I’d love to tell you to run down there and get your own customized filthy lucre, but the machine is gone, and has been for several years. There are rumors of occasional re-appearances (dropped off by the Flying Dutchman?), though when I query a Cast Member about its absence they either tell me that it’s out for repairs (quite possible; it’s a sensitive piece of machinery) or they don’t know what the bloody hell I’m talking about. One strident teenaged girl insisted that the machine had never existed at all — at which point I showed her my keychain.
“Go soak yer head in the salmagundi, ye underpaid powder monkey!” I might have bellowed at her, if the talk-like-a-pirate thing weren’t so played out. “Yer pwned!”
And so, for the first and last time, I will address the Disney decision-makers who will never, ever lay eyes on this bl-g: Please bring back the coin-stamping machine formerly located at Pieces of Eight. (And if it’s there now, please keep it there.) Oh, I’m sure that you have your reasons for having removed the machine, reasons that seem valid to you: I imagine that it’s fairly expensive to maintain and stock the machine, and considering how skittish you’ve become about stitching nicknames on souvenir hats, I’m sure that you don’t want today’s teenage gangsta goths imprinting your souvenirs with four-letter words, gang slogans and Fall Out Boy lyrics.

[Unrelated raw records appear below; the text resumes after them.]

PR #3249, opened 2015-06-23
Check the repository version

carlosmn:
It hasn't mattered that we don't check for it on open, as it has been 0 since the first release of git, way back when; but times, they're a-changing and we will soon(ish) see version 1in the wild and we must take care that we don't open those and possibly break something (or just produce uncomprehensible results).

### DIFF
--- a/src/repository.c
+++ b/src/repository.c
@@ -32,6 +32,8 @@
 # include "win32/w32_util.h"
 #endif
 
+static int check_repositoryformatversion(git_config *config);
+
 #define GIT_FILE_CONTENT_PREFIX "gitdir:"
 
 #define GIT_BRANCH_MASTER "master"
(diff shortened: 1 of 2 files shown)


src/repository.c
```diff
@@ -510,22 +513,36 @@ int git_repository_open_ext(
...
 
-		if ((error = git_repository_config_snapshot(&config, repo)) < 0 ||
-			(error = load_config_data(repo, config)) < 0 ||
-			(error = load_workdir(repo, config, &parent)) < 0)
-			git_repository_free(repo);
-
-		git_config_free(config);
+		if (config &&
+		    ((error = load_config_data(repo, config)) < 0 ||
+		     (error = load_workdir(repo, config, &parent))) < 0)
```
swisspol: Misplaced parenthesis here: see #3251

PR #3250, opened 2015-06-23
Stash workdir correctly when added in the index, modified in the workdir

ethomson:
We do not presently stash files correctly when a file is added in the index and then modified in the working directory.  We are examining only the working directory with regard to the HEAD, and without examining the index as well (with that file staged) we treat that file as untracked and thus do not include it in the workdir tree.

Correct that by using a diff that includes the index similar to `git_diff_tree_to_workdir_with_index` but with different special cases.  (`git_diff_tree_to_workdir_with_index` is aimed at producing something like `git diff` and so collapses some cases - we differ in that we want to ensure that we still pay attention to the workdir side when the index side is deleted.)

### DIFF
--- a/src/diff_tform.c
+++ b/src/diff_tform.c
@@ -109,7 +109,8 @@ static git_diff_delta *diff_delta__merge_like_cgit(
 	return dup;
 }
 
-int git_diff_merge(git_diff *onto, const git_diff *from)
+int git_diff__merge_deltas(
+	git_diff *onto, const git_diff *from, git_diff__merge_cb cb)
 {
 	int error = 0;
 	git_pool onto_pool;
@@ -154,7 +155,7 @@ int git_diff_merge(git_diff *onto, const git_diff *from)
 			const git_diff_delta *left = reversed ? f : o;
 			const git_diff_delta *right = reversed ? o : f;
 
-			delta = diff_delta__merge_like_cgit(left, right, &onto_pool);
+			delta = cb(left, right, &onto_pool);
 			i++;
 			j++;
 		}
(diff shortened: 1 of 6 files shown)


src/diff_tform.c
```diff
@@ -185,15 +146,16 @@ int git_diff_merge(git_diff *onto, const git_diff *from)
...
+			delta = git_diff__delta_dup(f, &onto_pool);
 			j++;
 		} else {
-			delta = reversed ?
-				diff_delta__merge_like_cgit_reversed(o, f, &onto_pool) :
-				diff_delta__merge_like_cgit(o, f, &onto_pool);
+			const git_diff_delta *left = reversed ? f : o;
+			const git_diff_delta *right = reversed ? o : f;
+
+			delta = cb(left, right, &onto_pool);
```
swisspol: So when I working on this code, I wondered myself why `diff_delta__merge_like_cgit_reversed()` even existed vs just swapping the parameters to `diff_delta__merge_like_cgit()`. If you look at the implementation of `diff_delta__merge_like_cgit_reversed()`, it's actually not exactly the "reverse" of `diff_delta__merge_like_cgit` IIRC. Are you sure this is safe?

ethomson: Indeed.  It looks like there are a handful of changes to each since they were written.  I tried to make sure that the unique changes to each were reflected in the new function.  Was there something in particular that you're concerned about?

swisspol: Nothing in particular as I don't remember right now the past edge cases I had to deal when using this merge API. I do remember I spent a lot of time dealing with its peculiarities though. Anyway, looks like you have this covered already!

PR #3251, opened 2015-06-24
Fixes

swisspol:


ethomson:
Good catch, but why change the usage of a weakptr to a refcounted one?

swisspol:
Because `git_repository_config__weakptr()` is not available within test files AFAIK and the compiler complains about missing prototype.

ethomson:
Got it.  For what it's worth, we don't like clar with a build of libgit2, we recompile clar with all the libgit2 sources, so that library-internal bits are available to the tests.  So in this case we could just include `repository.h` for visibility.

Anyway, that's just an aside.  This is a nice fix.  Thanks.

swisspol:
I should have said "declared" not "available" :)

Yes, the build does complete successfully and obviously the symbol is found when running the tests since it's all in a single binary. I was however under the (incorrect?) impression that tests should mostly rely on APIs not SPIs.

ethomson:
Sure - we definitely want to test the public API, but for things like just getting the configuration (and not *testing* the configuration) then just using the internal bits seems reasonable.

Here’s the thing, though: I don’t remotely care about any of that. Yours is a billion-dollar concern and you can afford to eat a few thousand bucks a year. If you have the wherewithal to make three Pirates of the Craibbean movies, you can build a second doubloon-stamping machine to sit in for the broken one. And if you’re worried about teenaged kids putting blue words on their coins, get this: The coin on my keychain has bore a prodigious number of filthy words for nearly twenty years now, and as near as I can tell, it has created no great rift in the public decency. It’s a pirate coin; what do you want? Pirates say naughty words, ye cowardly cacklefruits. An’ no sea rat e’er palmed a coin that weren’t already dirty.